## [Task description]
Each entry has to be printed again exactly.

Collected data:
PR #1359, opened 2019-11-22
Fix an error while executing dpkg-genbuildinfo

ledyba-z:
`dpkg-buildpackage -j10 -uc -us` fails with such an error:

```bash
% dpkg-genbuildinfo

dpkg-genbuildinfo: error: cannot fstat file ../gpac-dbgsym_0.8.0_amd64.ddeb: No such file or directory
dpkg-buildpackage: error: dpkg-genbuildinfo subprocess returned exit status 255
```

In this patch, this issue is resolved by set destdir to parent directory.

Please take a look!

### DIFF
--- a/debian/rules
+++ b/debian/rules
@@ -103,7 +103,7 @@ binary-arch: build install
 	dh_shlibdeps
 	dh_gencontrol
 	dh_md5sums
-	dh_builddeb --destdir=.
+	dh_builddeb --destdir=..
 
 binary: binary-indep binary-arch
 .PHONY: build clean binary-indep binary-arch binary install


aureliendavid:
you can also build the package with `make deb` which should work as is

however you're right that `dpkg-buildpackage` needs the .deb files to be in the parent dir to work properly

this has an impact on some scripts on our end so i'll only merge this when i'll be able to change and test our scripts 

thanks for the contrib

ledyba-z:
Thank you for reviewing.

Oh sorry, I didn't know that target in Makefile!
Thanks for telling it.

I can make debian packages with that Makefile target, so I will close this PR.

PR #1366, opened 2019-12-15
Filters master diffs

rbouqueau:
I'm trying to avoid diffs between both branches for existing users.

Missing:
 - [ ] Diffs with sidx/ssix
 - [ ] Timescales when Dashing


jeanlf:
looks good to me, thanks.

Issue #1368, opened 2019-12-19
DASH MPD: characters are never escaped which leads to non-compliant XMLs


rayfoss:
I found a stray broken MPD... because the path to it has an ampersand and the program info element inserts the path unfiltered.

```
 <ProgramInformation moreInformationURL="http://gpac.io">
  <Title>dash/1 T&D Systems Overview/video.mpd generated by GPAC</Title>
 </ProgramInformation>
```

Workaround: `-mpd-title "TD PowerSkills Training Video"`

https://github.com/gpac/gpac/blob/451c1a87af5c99b98bb7d1b30812517d4c99e9f9/src/media_tools/dash_segmenter.c#L5639

rbouqueau:
Hi, thanks for reporting. This is indeed an important limitation. I'm going to rename the issue and I hope one of us can have a look before the next release.

aureliendavid:
I'll try to take a look at it

aureliendavid:
should be ok now, see the discussion in #1369

PR #1369, opened 2019-12-19
escape xml entities in mpd (#1368)

aureliendavid:
Hi, 

(I'm doing this as a PR while the buildbot is still out of commission and it might need further tests/discussion.) 

This is meant to fix (at least partially) issue #1368.

Since string replacements are a pain in C, I felt it easier to fprintf character-by-character and replace on the fly. 

Since most cases are of the form `fprintf(mpd, "<something>%s</something>", string)` I added a utility function `gf_xml_dump_string(file, before, str, after)` so that the syntax can stay close. 

I replaced the most obvious cases but it might be needed elsewhere (`egrep -n "fprintf\(mpd.*%s.*" src/media_tools/dash_segmenter.c ` helps to see other places with this pattern).

A test with something like:
```
$ MP4Box -dash 1000 -base-url "http://example.com/dash?p=1&s=2&q='abc'" -out "a&bc.mpd" -profile-ext "prof&ex<\"t\">" -cprt "™, ℠, ® & ©" colorbars.mp4 
```
now produces an xml-valid mpd file.


rbouqueau:
Thank you.

The core issue in #1368 comes from a string provided by the user.

This PR currently only works with ASCII, correct? If so any code table of multi-byte encoding wouldn't be supported.

For the code we emit we can escape but I don't think we ever need to. We only need to escape for user-provided strings. It seems like things that come from the command-line are unreliable (see https://stackoverflow.com/a/5596232/6028399) anyway.

What do you think?

aureliendavid:
> 
> This PR currently only works with ASCII, correct? If so any code table of multi-byte encoding wouldn't be supported.
>

It should also work with utf-8 because of the property that no ASCII byte ever appear in a multi-byte utf-8 sequence. In other words there is no danger of misinterpreting the middle of a multi-byte character as being an `&` for example, and multibytes will be written as-is by the default case in the switch. 

It's by design in utf-8, see the "Backward compatibility" paragraph in https://en.wikipedia.org/wiki/UTF-8#Description
 
> For the code we emit we can escape but I don't think we ever need to. We only need to escape for user-provided strings. It seems like things that come from the command-line are unreliable (see https://stackoverflow.com/a/5596232/6028399) anyway.
> 

The ones I've changed for now are all settable by the command-line. 

On windows we start by converting the wide chars to utf-8 (https://github.com/gpac/gpac/blob/master/applications/mp4box/main.c#L5933) so it should work in most cases. 

On unixes it should work with locales that are either single-byte (like latin1) or have the property mentioned above (like utf8).

rbouqueau:
Thanks! LGTM

PR #1397, opened 2020-01-21
Use the same variables leads to logic chaos

LeoKingLong:
File：dmx_dash.c  Method：dashdmx_process
This method use the same  loop variables "i" in three traverses at the same time , it will sometimes cause failure when play the video. Redeclare "i" in new loop can avoid some unexpected exception.


jeanlf:
Ouch indeed ! Thanks for the report - I changed the var name, it's safer

PR #1409, opened 2020-02-10
Improving error reporting and error handling for XML parsing.

mc0re:
It took some effort for me to get the XML right for decryption to work. Part of it was a lack of descriptive error messages. So I added them in a few places, where I had problems myself.


jeanlf:
thanks for the feedback - not doing it exactly that way to avoid alloc/free of error messages but kept the principles.

PR #383, opened 2021-12-06
flake, overlay: Rename package to `flake-info`

erikarvstedt:
#### Copy of commit msg
The package now has the same name as the `app` and the command (`bin/flake-info`).

### DIFF
--- a/.github/workflows/cron-flakes.yml
+++ b/.github/workflows/cron-flakes.yml
@@ -54,7 +54,7 @@ jobs:
 
     - name: Building import_scripts
       run: |
-        nix build ./#packages.x86_64-linux.flake_info
+        nix build ./#packages.x86_64-linux.flake-info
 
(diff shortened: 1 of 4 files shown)


erikarvstedt:
Done.
The `app` flake attr is still required for `nix run`.

ysndr:
If the derivation and binary are called the same and no app is defined `nix run` will choose the derivation and run `<derivation:flake-info>/bin/flake-info`.

> If installable evaluates to a derivation, it will try to execute the program <out>/bin/<name>, where out is the primary output store path of the derivation and name is the meta.mainProgram attribute of the derivation if it exists, and otherwise the name part of the value of the name attribute of the derivation (e.g. if name is set to hello-1.10, it will run $out/bin/hello).

https://nixos.org/manual/nix/unstable/command-ref/new-cli/nix3-run.html

But enough the bike shedding ;)

PR #385, opened 2021-12-06
flake: Remove app

erikarvstedt:
This helps promoting Nix best practices.

#### Copy of commit msg
As pointed out by Yannik Sander, defining the app is redundant because the package of the same name is used automatically.


ysndr:
The possibility to have a `defaultApp` is nice still. I do not think anyone makes use of this for this project but we should still mention this is going away with the proposed change

ysndr (approved):

PR #386, opened 2021-12-06
Remove noisy prints to stderr

### LINKED ISSUE #384: `flake-info` output is printed to stderr
The output should be printed to `stdout`, so that regular output can be distinguished from error output.

I'd like to silently run `flake-info` as part of my flake's test suite, but `flake-info flake ... 2>/dev/null` suppresses all errors.

Maybe we could also add a `--check` mode, which skips all output and only checks if `flake-info` would run successfully.

ysndr:
Flake info and dumps were printed to stderr.
These are now sent as low level logs using `log::trace` and can be optionally enabled

Also bundles pandoc and pandoc variables now for less unrelated errors in nix devShells

Resolves #384

### DIFF
--- a/flake-info/default.nix
+++ b/flake-info/default.nix
@@ -1,5 +1,5 @@
 { pkgs ? import <nixpkgs> { } }: with pkgs;
-rustPlatform.buildRustPackage {
+rustPlatform.buildRustPackage rec {
   name = "flake-info";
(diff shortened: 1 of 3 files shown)


erikarvstedt (approved):
Fixes #384.

erikarvstedt (approved):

## [Result for this task]
PR #1359, opened 2019-11-22
Fix an error while executing dpkg-genbuildinfo

ledyba-z:
`dpkg-buildpackage -j10 -uc -us` fails with such an error:

```bash
% dpkg-genbuildinfo

dpkg-genbuildinfo: error: cannot fstat file ../gpac-dbgsym_0.8.0_amd64.ddeb: No such file or directory
dpkg-buildpackage: error: dpkg-genbuildinfo subprocess returned exit status 255
```

In this patch, this issue is resolved by set destdir to parent directory.

Please take a look!

### DIFF
--- a/debian/rules
+++ b/debian/rules
@@ -103,7 +103,7 @@ binary-arch: build install
 	dh_shlibdeps
 	dh_gencontrol
 	dh_md5sums
-	dh_builddeb --destdir=.
+	dh_builddeb --destdir=..
 
 binary: binary-indep binary-arch
 .PHONY: build clean binary-indep binary-arch binary install


aureliendavid:
you can also build the package with `make deb` which should work as is

however you're right that `dpkg-buildpackage` needs the .deb files to be in the parent dir to work properly

this has an impact on some scripts on our end so i'll only merge this when i'll be able to change and test our scripts 

thanks for the contrib

ledyba-z:
Thank you for reviewing.

Oh sorry, I didn't know that target in Makefile!
Thanks for telling it.

I can make debian packages with that Makefile target, so I will close this PR.

PR #1366, opened 2019-12-15
Filters master diffs

rbouqueau:
I'm trying to avoid diffs between both branches for existing users.

Missing:
 - [ ] Diffs with sidx/ssix
 - [ ] Timescales when Dashing


jeanlf:
looks good to me, thanks.

Issue #1368, opened 2019-12-19
DASH MPD: characters are never escaped which leads to non-compliant XMLs


rayfoss:
I found a stray broken MPD... because the path to it has an ampersand and the program info element inserts the path unfiltered.

```
 <ProgramInformation moreInformationURL="http://gpac.io">
  <Title>dash/1 T&D Systems Overview/video.mpd generated by GPAC</Title>
 </ProgramInformation>
```

Workaround: `-mpd-title "TD PowerSkills Training Video"`

https://github.com/gpac/gpac/blob/451c1a87af5c99b98bb7d1b30812517d4c99e9f9/src/media_tools/dash_segmenter.c#L5639

rbouqueau:
Hi, thanks for reporting. This is indeed an important limitation. I'm going to rename the issue and I hope one of us can have a look before the next release.

aureliendavid:
I'll try to take a look at it

aureliendavid:
should be ok now, see the discussion in #1369

PR #1369, opened 2019-12-19
escape xml entities in mpd (#1368)

aureliendavid:
Hi, 

(I'm doing this as a PR while the buildbot is still out of commission and it might need further tests/discussion.) 

This is meant to fix (at least partially) issue #1368.

Since string replacements are a pain in C, I felt it easier to fprintf character-by-character and replace on the fly. 

Since most cases are of the form `fprintf(mpd, "<something>%s</something>", string)` I added a utility function `gf_xml_dump_string(file, before, str, after)` so that the syntax can stay close. 

I replaced the most obvious cases but it might be needed elsewhere (`egrep -n "fprintf\(mpd.*%s.*" src/media_tools/dash_segmenter.c ` helps to see other places with this pattern).

A test with something like:
```
$ MP4Box -dash 1000 -base-url "http://example.com/dash?p=1&s=2&q='abc'" -out "a&bc.mpd" -profile-ext "prof&ex<\"t\">" -cprt "™, ℠, ® & ©" colorbars.mp4 
```
now produces an xml-valid mpd file.


rbouqueau:
Thank you.

The core issue in #1368 comes from a string provided by the user.

This PR currently only works with ASCII, correct? If so any code table of multi-byte encoding wouldn't be supported.

For the code we emit we can escape but I don't think we ever need to. We only need to escape for user-provided strings. It seems like things that come from the command-line are unreliable (see https://stackoverflow.com/a/5596232/6028399) anyway.

What do you think?

aureliendavid:
> 
> This PR currently only works with ASCII, correct? If so any code table of multi-byte encoding wouldn't be supported.
>

It should also work with utf-8 because of the property that no ASCII byte ever appear in a multi-byte utf-8 sequence. In other words there is no danger of misinterpreting the middle of a multi-byte character as being an `&` for example, and multibytes will be written as-is by the default case in the switch. 

It's by design in utf-8, see the "Backward compatibility" paragraph in https://en.wikipedia.org/wiki/UTF-8#Description
 
> For the code we emit we can escape but I don't think we ever need to. We only need to escape for user-provided strings. It seems like things that come from the command-line are unreliable (see https://stackoverflow.com/a/5596232/6028399) anyway.
> 

The ones I've changed for now are all settable by the command-line. 

On windows we start by converting the wide chars to utf-8 (https://github.com/gpac/gpac/blob/master/applications/mp4box/main.c#L5933) so it should work in most cases. 

On unixes it should work with locales that are either single-byte (like latin1) or have the property mentioned above (like utf8).

rbouqueau:
Thanks! LGTM

PR #1397, opened 2020-01-21
Use the same variables leads to logic chaos

LeoKingLong:
File：dmx_dash.c  Method：dashdmx_process
This method use the same  loop variables "i" in three traverses at the same time , it will sometimes cause failure when play the video. Redeclare "i" in new loop can avoid some unexpected exception.


jeanlf:
Ouch indeed ! Thanks for the report - I changed the var name, it's safer

PR #1409, opened 2020-02-10
Improving error reporting and error handling for XML parsing.

mc0re:
It took some effort for me to get the XML right for decryption to work. Part of it was a lack of descriptive error messages. So I added them in a few places, where I had problems myself.


jeanlf:
thanks for the feedback - not doing it exactly that way to avoid alloc/free of error messages but kept the principles.

PR #383, opened 2021-12-06
flake, overlay: Rename package to `flake-info`

erikarvstedt:
#### Copy of commit msg
The package now has the same name as the `app` and the command (`bin/flake-info`).

### DIFF
--- a/.github/workflows/cron-flakes.yml
+++ b/.github/workflows/cron-flakes.yml
@@ -54,7 +54,7 @@ jobs:
 
     - name: Building import_scripts
       run: |
-        nix build ./#packages.x86_64-linux.flake_info
+        nix build ./#packages.x86_64-linux.flake-info
 
(diff shortened: 1 of 4 files shown)


erikarvstedt:
Done.
The `app` flake attr is still required for `nix run`.

ysndr:
If the derivation and binary are called the same and no app is defined `nix run` will choose the derivation and run `<derivation:flake-info>/bin/flake-info`.

> If installable evaluates to a derivation, it will try to execute the program <out>/bin/<name>, where out is the primary output store path of the derivation and name is the meta.mainProgram attribute of the derivation if it exists, and otherwise the name part of the value of the name attribute of the derivation (e.g. if name is set to hello-1.10, it will run $out/bin/hello).

https://nixos.org/manual/nix/unstable/command-ref/new-cli/nix3-run.html

But enough the bike shedding ;)

PR #385, opened 2021-12-06
flake: Remove app

erikarvstedt:
This helps promoting Nix best practices.

#### Copy of commit msg
As pointed out by Yannik Sander, defining the app is redundant because the package of the same name is used automatically.


ysndr:
The possibility to have a `defaultApp` is nice still. I do not think anyone makes use of this for this project but we should still mention this is going away with the proposed change

ysndr (approved):

PR #386, opened 2021-12-06
Remove noisy prints to stderr

### LINKED ISSUE #384: `flake-info` output is printed to stderr
The output should be printed to `stdout`, so that regular output can be distinguished from error output.

I'd like to silently run `flake-info` as part of my flake's test suite, but `flake-info flake ... 2>/dev/null` suppresses all errors.

Maybe we could also add a `--check` mode, which skips all output and only checks if `flake-info` would run successfully.

ysndr:
Flake info and dumps were printed to stderr.
These are now sent as low level logs using `log::trace` and can be optionally enabled

Also bundles pandoc and pandoc variables now for less unrelated errors in nix devShells

Resolves #384

### DIFF
--- a/flake-info/default.nix
+++ b/flake-info/default.nix
@@ -1,5 +1,5 @@
 { pkgs ? import <nixpkgs> { } }: with pkgs;
-rustPlatform.buildRustPackage {
+rustPlatform.buildRustPackage rec {
   name = "flake-info";
(diff shortened: 1 of 3 files shown)


erikarvstedt (approved):
Fixes #384.

erikarvstedt (approved):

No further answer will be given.